Using the data below, copy out all lines with the word "latency".
* * *
PR #1534, opened 2025-01-09
Add latency stats around cluster config file operations

enjoy-binbin:
When the cluster changes, we need to persist the cluster configuration,
and these file IO operations may cause latency.

### DIFF
--- a/src/cluster_legacy.c
+++ b/src/cluster_legacy.c
@@ -816,6 +816,7 @@ int clusterSaveConfig(int do_fsync) {
     ssize_t written_bytes;
     int fd = -1;
     int retval = C_ERR;
+    mstime_t latency;
 
     server.cluster->todo_before_sleep &= ~CLUSTER_TODO_SAVE_CONFIG;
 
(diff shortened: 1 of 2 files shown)


src/cluster_legacy.c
* * *
Response:
Add latency stats around cluster config file operations
and these file IO operations may cause latency.
+    mstime_t latency;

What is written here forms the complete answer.